The moonlight glittered in the gentle waves as they cut through the water and Atholl listened intently. Beatrice’s eyes glazed as she thought back to the spring and saw herself. The memory made her wince.

‘I was just sitting for days on end in a pastel-coloured spare bedroom with a baby blanket and a few scraps of unworn baby clothes and nothing else to show for their little life.’

‘I understand. You wish there was something special you could do to remember your child,’ Atholl said at last, making her eyes snap to his.

‘That’s it exactly. But what? What are you supposed to do?’

‘There must be something.’

‘There’s nothing.’ Beatrice let her eyes fall from his face. She knew what she’d see there; pity and sadness, yes, but awkwardness and discomfort too. Nobody likes talking about these things, she’d learned, and so she hadn’t talked about them.

‘I’d better get you home. You’re exhausted.’ Atholl fell into silence.

Beatrice shifted her gaze to the lapping waves over the boat’s low hull, hugging her arms around her body to stave off the evening chill. She didn’t speak again.

At the door of the inn, Atholl took her hand. ‘Gene will be back by now if Kitty took him by the Skye Bridge in her car. Tell him to make you a hot toddy.’

‘You’re not coming in?’

‘Not yet.’ Atholl shook his head, his skin pale as ice in the moonlight and he left her to find her own way inside.

Chapter Sixteen

Atholl’s Gift

‘Angela? You there? Pick up? I know it’s late. You must be putting Clara to bed. Listen, I’ve had a hot toddy or two – God, whisky’s disgusting, isn’t it? – I thought you’d want to know that I told someone about the baby. Not just someone. Atholl.

‘He’s the landlord here, well, he isn’t really the landlord as such; his brother is. Anyway. I said it all out loud. Mum. The house. My job. Everything. Come to think of it, I’m not sure I mentioned Rich? It’s all a bit blurry to be honest. At any rate, it hurt. And now I feel like it’s all happened all over again, except I’m in a B&B in the Scottish Highlands and I can’t stop crying and I’ve nothing but a Drambuie coffee for comfort. God, I miss you and Clara, and Vic too.

‘Gene looked at me like I was a ghost haunting his inn when I walked back in tonight. Oh, Gene’s Atholl’s brother. He barely said a word, other than offering to get his girlfriend up and send her in to see me, but I couldn’t do that, not after the show I made of myself with his family today. Without doubt they’ll all think I’m crazy too.Ugh! Angela, I was out of control. I talked about it, though. But it didn’t help, and this feeling, this empty ache, isn’t going anywhere, and I’m all out of options now.

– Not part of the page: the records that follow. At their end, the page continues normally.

PR #251, opened 2022-08-02
Adding sending of XML to datacite

carolyncole:
Updated the gem to allow for xml format, which is why we are pointing at main.

Screen Shot 2022-08-02 at 11 14 15 AM

Draft PR on gem, which allowed for the above to be published via xml: https://github.com/sul-dlss/datacite-ruby/pull/18

Tested by creating a new item via `rspec spec/models/doi_spec.rb:68` and then running `rspec spec/models/doi_spec.rb:142` with the new id.  (Connected to the real server)

### DIFF
--- a/Gemfile
+++ b/Gemfile
@@ -47,7 +47,7 @@ gem "friendly_id", "~> 5.4.0"
 
 gem "faraday"
 
-gem "datacite"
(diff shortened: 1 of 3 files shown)


bess (approved):
🚀

PR #258, opened 2022-08-05
ADR for globus and s3 permissions

carolyncole:


bess (approved):

bess:
We discussed with with RDOS today, so I am merging this.

Issue #227, opened 2022-07-23
Skeleton DataCite record must be valid


bess:
The current skeleton DataCite record we produce should be valid. This will allow us to take a "lean on green" posture as we add more fields. 

**ACCEPTANCE CRITERIA**
- [x] Install the datacite-mapping gem: https://www.ruby-toolbox.com/projects/datacite-mapping
- [x] Refactor our DataCite record construction to use the methods in that gem
- [x] Produce a datacite record that is structurally valid even if not all fields are populated

PR #260, opened 2022-08-08
Build datacite in the ValidDatacite module

bess:
We'll then refactor bit by bit to use it,and then we can change the name.

Work toward #227 

@carolyncole Does this give you enough to unblock you on passing datacite during DOI creation? This is going to be a big refactor by the time it's all done and I'm trying to phase it so I'm not sitting on a feature branch for weeks.

### DIFF
--- a/app/models/valid_datacite.rb
+++ b/app/models/valid_datacite.rb
@@ -1,0 +1,137 @@
+# frozen_string_literal: true
+module ValidDatacite
+  # Placeholder while we refactor everything to re-use this class. Then we'll re-name it.
+  # Represents a PUL Datacite resource.
+  # This class should be instantiated via the `.new_from_json` method.
+  # It takes PDC Describe form submission data and turns it into valid Datacite.
+  # https://support.datacite.org/docs/datacite-metadata-schema-v44-properties-overview
+  # Note that the actual datacite mapping and XML serialization is done by the datacite-mapping gem.
+  class Resource
+    attr_accessor :mapping, :metadata_from_form, :identifier_type, :creators, :titles, :publisher, :publication_year, :resource_type, :description
+
+    ##
+    # Create a valid skeleton record. Useful for early in the workflow when we don't have much data yet,
+    # and for testing.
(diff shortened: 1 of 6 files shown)


app/models/valid_datacite.rb
```diff
@@ -0,0 +1,141 @@
...
+    def to_xml
+      datacite_mapping.write_xml
+    end
+
+    ##
+    # For each creator, make a Datacite::Mapping::Creator object
+    # TODO: This class has no field for author order. We need a place to record that.
+    def datacite_creators
+      creator_array = []
+      @metadata_from_form["creators"].each do |creator|
```
carolyncole, line 92: Could this just be a map?  Then you would not need the separate array and it would be clearer that it is a one to one relationship.
```suggestion
      @metadata_from_form["creators"].map do |creator|
```

app/models/valid_datacite.rb
```diff
@@ -0,0 +1,141 @@
...
+      end
+      creator_array
+    end
+
+    ##
+    # For each title, make a Datacite::Mapping::Title object
+    # TODO: Add qualifiers for different kinds of titles
+    def datacite_titles
+      title_array = []
+      @metadata_from_form["titles"].each do |title|
```
carolyncole, line 108: I would prefer map here to
```suggestion
      @metadata_from_form["titles"].map do |title|
```

db/migrate/20220808200759_add_datacite_xml_to_work.rb
```diff
@@ -0,0 +1,5 @@
+class AddDataciteXmlToWork < ActiveRecord::Migration[6.1]
+  def change
+    add_column :works, :datacite_xml, :text
```
carolyncole, line 3: 👍 Assuming we will delete the other column after the full refactor

carolyncole (changes requested):
@bess looking like a greta first step.  Just a couple small tweaks for readability.

db/migrate/20220808200759_add_datacite_xml_to_work.rb
bess: Yes, that was my plan.

carolyncole (approved):

PR #262, opened 2022-08-09
Upgrade rails for security fix

bess:


carolyncole (approved):
Tested on staging.  Seemed to work.

Issue #261, opened 2022-08-09
Move to storing XML for the datastore


bess:
Now that we are producing valid Datacite XML records, these should be our storage medium for the data. 

**ACCEPTANCE CRITERIA**
- [ ] Refactor `Work` object to store XML in the database instead of JSON
- [ ] Ensure updates to the record persist to the stored XML
- [ ] Re-name `ValidDatacite` to `PULDatacite` after everything has been refactored to use the new datacite structure
- [ ] Remove the stored JSON field from the database once we aren't using it any longer

bess:
Closing this issue in favor of new tickets that will come out of a refactoring plan.

PR #265, opened 2022-08-09
System spec to test form submission

bess:
Work toward #261 

Compile assets when running tests in browser.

‘Run? Don’t run? Go home? Find a new home? They’re all the same. It hurts regardless.

‘And now Atholl’s run off into the night. I saw him sprinting along the seafront, going God knows where, desperate to get away from the lunatic English woman who was rude to his poor mother, cried all over his shirt and frightened the living daylights out of little baby Archibald.

‘I know none of this makes sense. I’ll have to fill you in on the embarrassing details when I get back, butugh, clan Fergusson think I’m a baby-crazed lunatic, just like Rich did.

‘Oh, whatever! I’m annoying myself now. What does it all matter? I’m downing this dreadful drink and climbing up to bed… but I can’t see myself getting to sleep. I’ve got the old restlessness creeping in again.

‘I knew talking about it wouldn’t help. I could kick myself!

‘Angela? Angela, are you there? Is this thing even recording? Look, don’t worry about me. I’ll see you tomorrow. I’m sorry I’m venting at you. I’m fine. Honestly. I’m fine.’

‘Beatrice, are you asleep?’ Atholl whispered at the door.